Content starts
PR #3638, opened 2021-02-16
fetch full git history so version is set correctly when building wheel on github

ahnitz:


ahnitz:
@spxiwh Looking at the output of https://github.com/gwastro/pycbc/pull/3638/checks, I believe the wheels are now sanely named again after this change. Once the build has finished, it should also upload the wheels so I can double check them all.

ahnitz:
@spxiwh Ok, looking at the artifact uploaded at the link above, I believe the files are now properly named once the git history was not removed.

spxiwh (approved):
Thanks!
Content ends
Content starts
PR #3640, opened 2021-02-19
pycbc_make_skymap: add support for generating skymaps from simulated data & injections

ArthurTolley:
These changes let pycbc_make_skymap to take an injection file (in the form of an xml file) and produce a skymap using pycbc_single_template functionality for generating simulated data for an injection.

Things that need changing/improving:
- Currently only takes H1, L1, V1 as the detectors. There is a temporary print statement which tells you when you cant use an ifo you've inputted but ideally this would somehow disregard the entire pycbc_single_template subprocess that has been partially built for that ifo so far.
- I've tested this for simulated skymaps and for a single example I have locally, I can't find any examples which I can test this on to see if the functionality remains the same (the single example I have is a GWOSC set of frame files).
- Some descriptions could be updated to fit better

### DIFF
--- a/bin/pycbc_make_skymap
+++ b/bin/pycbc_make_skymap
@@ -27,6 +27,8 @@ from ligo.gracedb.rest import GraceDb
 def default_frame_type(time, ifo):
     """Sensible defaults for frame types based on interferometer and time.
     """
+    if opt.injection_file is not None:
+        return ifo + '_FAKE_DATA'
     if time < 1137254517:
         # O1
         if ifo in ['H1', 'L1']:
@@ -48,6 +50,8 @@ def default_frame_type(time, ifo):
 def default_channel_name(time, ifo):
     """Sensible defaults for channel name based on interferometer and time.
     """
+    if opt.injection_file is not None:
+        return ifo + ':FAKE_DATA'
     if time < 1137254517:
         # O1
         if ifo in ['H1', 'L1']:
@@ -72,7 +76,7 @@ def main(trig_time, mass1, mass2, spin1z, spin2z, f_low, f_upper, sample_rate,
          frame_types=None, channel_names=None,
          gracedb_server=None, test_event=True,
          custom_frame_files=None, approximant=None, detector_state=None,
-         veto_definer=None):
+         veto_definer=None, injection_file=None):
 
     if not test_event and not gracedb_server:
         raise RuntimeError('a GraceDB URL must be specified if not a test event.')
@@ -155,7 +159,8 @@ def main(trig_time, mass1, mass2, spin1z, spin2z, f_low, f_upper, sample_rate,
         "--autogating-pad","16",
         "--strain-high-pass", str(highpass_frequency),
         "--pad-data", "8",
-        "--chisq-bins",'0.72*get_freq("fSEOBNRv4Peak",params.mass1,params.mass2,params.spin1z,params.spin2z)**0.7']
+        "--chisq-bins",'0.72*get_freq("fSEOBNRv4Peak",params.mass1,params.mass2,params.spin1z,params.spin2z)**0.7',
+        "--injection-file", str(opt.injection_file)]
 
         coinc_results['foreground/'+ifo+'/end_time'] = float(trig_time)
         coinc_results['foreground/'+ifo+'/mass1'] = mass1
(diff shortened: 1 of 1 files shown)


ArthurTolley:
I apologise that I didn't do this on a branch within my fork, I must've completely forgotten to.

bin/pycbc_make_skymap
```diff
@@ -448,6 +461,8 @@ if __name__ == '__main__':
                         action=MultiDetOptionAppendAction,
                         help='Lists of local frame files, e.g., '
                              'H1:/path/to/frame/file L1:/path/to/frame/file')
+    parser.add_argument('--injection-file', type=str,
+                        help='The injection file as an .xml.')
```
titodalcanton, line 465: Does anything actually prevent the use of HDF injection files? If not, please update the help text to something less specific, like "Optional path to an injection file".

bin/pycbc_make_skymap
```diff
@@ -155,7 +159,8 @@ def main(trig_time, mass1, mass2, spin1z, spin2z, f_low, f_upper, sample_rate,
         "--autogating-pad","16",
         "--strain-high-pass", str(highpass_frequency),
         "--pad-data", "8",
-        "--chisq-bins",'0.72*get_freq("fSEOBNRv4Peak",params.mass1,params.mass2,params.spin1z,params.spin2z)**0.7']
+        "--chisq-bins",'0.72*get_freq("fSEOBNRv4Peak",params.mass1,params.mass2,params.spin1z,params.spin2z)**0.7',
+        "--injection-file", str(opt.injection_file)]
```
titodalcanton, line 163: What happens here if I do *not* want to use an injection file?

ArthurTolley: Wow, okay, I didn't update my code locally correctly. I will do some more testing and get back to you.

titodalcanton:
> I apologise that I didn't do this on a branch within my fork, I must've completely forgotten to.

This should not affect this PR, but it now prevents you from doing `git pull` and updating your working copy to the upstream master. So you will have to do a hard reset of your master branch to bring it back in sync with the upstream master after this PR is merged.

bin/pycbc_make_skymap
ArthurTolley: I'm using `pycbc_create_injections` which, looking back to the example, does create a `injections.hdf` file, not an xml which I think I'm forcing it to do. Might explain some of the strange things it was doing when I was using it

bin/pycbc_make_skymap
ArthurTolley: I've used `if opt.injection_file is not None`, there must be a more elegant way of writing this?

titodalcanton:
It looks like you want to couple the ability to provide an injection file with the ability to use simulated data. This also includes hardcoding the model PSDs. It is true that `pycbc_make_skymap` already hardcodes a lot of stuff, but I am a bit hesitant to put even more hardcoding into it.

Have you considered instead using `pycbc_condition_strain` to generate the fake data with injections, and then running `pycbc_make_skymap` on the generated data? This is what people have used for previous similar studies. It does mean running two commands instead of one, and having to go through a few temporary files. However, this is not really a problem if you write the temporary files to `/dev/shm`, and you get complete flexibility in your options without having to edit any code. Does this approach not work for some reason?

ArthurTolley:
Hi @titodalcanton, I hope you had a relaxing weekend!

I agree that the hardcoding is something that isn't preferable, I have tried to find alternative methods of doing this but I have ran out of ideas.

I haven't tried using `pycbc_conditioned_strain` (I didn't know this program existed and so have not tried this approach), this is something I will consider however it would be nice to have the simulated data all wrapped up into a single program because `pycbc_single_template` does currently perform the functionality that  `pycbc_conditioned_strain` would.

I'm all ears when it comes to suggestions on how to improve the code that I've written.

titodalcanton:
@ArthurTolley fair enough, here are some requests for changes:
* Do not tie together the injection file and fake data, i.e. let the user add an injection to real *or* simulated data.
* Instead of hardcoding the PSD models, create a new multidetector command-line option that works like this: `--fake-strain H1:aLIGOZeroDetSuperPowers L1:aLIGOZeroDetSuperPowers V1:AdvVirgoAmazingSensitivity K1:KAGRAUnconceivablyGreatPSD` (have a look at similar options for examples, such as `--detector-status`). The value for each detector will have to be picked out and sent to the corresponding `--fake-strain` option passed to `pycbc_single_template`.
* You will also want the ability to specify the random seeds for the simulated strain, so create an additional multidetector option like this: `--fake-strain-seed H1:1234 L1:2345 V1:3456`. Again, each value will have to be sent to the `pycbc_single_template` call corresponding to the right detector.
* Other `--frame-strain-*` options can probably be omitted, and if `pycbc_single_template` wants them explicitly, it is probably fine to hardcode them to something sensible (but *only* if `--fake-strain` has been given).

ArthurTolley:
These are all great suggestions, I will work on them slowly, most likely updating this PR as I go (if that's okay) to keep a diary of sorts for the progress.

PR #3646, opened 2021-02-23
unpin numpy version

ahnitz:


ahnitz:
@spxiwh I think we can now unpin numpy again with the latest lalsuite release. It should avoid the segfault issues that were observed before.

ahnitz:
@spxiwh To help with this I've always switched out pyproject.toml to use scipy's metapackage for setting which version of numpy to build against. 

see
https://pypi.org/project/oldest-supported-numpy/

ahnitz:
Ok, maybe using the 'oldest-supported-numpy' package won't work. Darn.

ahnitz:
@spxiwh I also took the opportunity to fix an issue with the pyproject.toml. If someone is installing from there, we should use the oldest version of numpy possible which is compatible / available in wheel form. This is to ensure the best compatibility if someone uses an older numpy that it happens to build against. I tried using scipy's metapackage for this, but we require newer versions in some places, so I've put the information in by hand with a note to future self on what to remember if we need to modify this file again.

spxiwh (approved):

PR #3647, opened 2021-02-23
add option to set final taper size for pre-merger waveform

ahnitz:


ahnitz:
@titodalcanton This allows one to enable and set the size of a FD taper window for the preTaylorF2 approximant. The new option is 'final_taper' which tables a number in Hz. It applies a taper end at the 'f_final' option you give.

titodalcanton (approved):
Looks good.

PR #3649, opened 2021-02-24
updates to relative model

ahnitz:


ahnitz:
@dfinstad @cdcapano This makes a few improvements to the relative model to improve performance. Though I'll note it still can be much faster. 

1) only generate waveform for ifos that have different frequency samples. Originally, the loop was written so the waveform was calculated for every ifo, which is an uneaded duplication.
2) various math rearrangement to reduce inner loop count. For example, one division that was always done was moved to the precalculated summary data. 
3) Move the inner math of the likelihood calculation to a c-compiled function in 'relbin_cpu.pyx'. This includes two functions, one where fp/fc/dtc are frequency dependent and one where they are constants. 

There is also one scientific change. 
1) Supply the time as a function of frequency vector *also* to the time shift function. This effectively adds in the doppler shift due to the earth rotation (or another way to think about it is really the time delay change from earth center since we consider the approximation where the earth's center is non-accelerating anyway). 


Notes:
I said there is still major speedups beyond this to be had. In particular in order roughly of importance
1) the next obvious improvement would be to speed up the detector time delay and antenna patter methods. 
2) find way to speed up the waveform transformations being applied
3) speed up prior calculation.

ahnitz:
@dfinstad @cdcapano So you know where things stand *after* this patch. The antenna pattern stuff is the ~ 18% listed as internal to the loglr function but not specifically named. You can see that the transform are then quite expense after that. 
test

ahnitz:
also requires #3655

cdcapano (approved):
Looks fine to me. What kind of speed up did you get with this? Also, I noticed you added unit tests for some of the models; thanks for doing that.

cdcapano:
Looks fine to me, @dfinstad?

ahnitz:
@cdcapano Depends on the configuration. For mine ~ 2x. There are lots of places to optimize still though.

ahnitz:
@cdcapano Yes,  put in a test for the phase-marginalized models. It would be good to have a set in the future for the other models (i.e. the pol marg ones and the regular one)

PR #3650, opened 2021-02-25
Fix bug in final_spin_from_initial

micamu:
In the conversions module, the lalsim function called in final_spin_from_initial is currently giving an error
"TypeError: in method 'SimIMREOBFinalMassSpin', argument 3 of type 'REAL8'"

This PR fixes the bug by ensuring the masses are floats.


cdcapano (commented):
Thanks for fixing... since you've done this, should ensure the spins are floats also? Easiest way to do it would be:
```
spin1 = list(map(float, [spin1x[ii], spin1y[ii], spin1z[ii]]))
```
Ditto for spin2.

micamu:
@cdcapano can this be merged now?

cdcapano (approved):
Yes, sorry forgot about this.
Content ends
Content starts
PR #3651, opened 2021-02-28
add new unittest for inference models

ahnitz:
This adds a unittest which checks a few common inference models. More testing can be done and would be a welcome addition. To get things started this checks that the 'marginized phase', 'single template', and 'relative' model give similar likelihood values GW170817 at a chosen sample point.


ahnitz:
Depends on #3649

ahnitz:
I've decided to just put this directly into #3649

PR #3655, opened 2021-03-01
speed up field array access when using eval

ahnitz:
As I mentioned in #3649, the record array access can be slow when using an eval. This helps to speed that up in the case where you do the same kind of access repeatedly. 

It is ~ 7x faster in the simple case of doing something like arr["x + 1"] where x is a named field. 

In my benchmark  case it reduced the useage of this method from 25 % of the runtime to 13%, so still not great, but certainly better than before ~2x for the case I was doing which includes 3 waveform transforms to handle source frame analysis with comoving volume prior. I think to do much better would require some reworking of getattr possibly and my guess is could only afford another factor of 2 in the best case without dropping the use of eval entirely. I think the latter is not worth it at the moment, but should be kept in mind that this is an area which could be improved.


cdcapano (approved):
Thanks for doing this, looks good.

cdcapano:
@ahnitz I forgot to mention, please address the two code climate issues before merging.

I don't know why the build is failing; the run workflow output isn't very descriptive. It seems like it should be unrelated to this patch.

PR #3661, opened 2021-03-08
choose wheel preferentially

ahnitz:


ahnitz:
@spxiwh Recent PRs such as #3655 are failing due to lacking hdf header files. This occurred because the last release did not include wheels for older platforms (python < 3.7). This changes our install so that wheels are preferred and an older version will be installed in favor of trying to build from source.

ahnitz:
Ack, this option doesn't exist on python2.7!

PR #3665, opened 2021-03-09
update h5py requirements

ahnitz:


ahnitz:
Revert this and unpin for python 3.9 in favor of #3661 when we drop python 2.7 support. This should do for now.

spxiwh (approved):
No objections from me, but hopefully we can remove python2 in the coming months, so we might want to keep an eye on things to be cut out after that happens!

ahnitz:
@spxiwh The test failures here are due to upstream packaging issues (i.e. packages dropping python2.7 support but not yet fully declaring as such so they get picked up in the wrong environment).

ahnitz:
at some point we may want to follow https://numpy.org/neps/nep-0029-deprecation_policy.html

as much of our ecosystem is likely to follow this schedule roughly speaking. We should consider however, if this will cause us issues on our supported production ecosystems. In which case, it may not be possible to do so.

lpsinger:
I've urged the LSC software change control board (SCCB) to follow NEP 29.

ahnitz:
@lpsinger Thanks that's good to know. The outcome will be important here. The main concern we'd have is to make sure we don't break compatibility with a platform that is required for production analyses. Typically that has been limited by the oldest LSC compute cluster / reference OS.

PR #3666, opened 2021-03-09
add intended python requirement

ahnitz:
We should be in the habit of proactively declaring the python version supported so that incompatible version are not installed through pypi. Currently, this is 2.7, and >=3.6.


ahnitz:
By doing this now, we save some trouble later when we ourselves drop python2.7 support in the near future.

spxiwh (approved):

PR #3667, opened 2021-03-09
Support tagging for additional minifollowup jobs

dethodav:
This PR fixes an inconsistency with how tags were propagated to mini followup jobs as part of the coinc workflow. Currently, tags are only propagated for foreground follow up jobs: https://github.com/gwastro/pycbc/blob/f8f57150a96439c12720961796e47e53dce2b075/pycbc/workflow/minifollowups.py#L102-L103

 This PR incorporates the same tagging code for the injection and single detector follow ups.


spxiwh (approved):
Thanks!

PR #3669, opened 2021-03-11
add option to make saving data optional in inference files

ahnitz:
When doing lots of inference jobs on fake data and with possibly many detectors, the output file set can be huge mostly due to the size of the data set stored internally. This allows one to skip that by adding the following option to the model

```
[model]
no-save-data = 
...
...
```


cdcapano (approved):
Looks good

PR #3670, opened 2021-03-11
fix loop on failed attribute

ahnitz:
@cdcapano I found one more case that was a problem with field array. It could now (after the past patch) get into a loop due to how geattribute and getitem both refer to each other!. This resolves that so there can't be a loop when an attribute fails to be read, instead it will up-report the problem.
Content ends
Problem statement> Give back, word for word, only the lines above from the line holding "PR #3655, opened 2021-03-01" to the line holding "As I mentioned", both included.

Solution for this task>
PR #3655, opened 2021-03-01
speed up field array access when using eval

ahnitz:
As I mentioned in #3649, the record array access can be slow when using an eval. This helps to speed that up in the case where you do the same kind of access repeatedly. 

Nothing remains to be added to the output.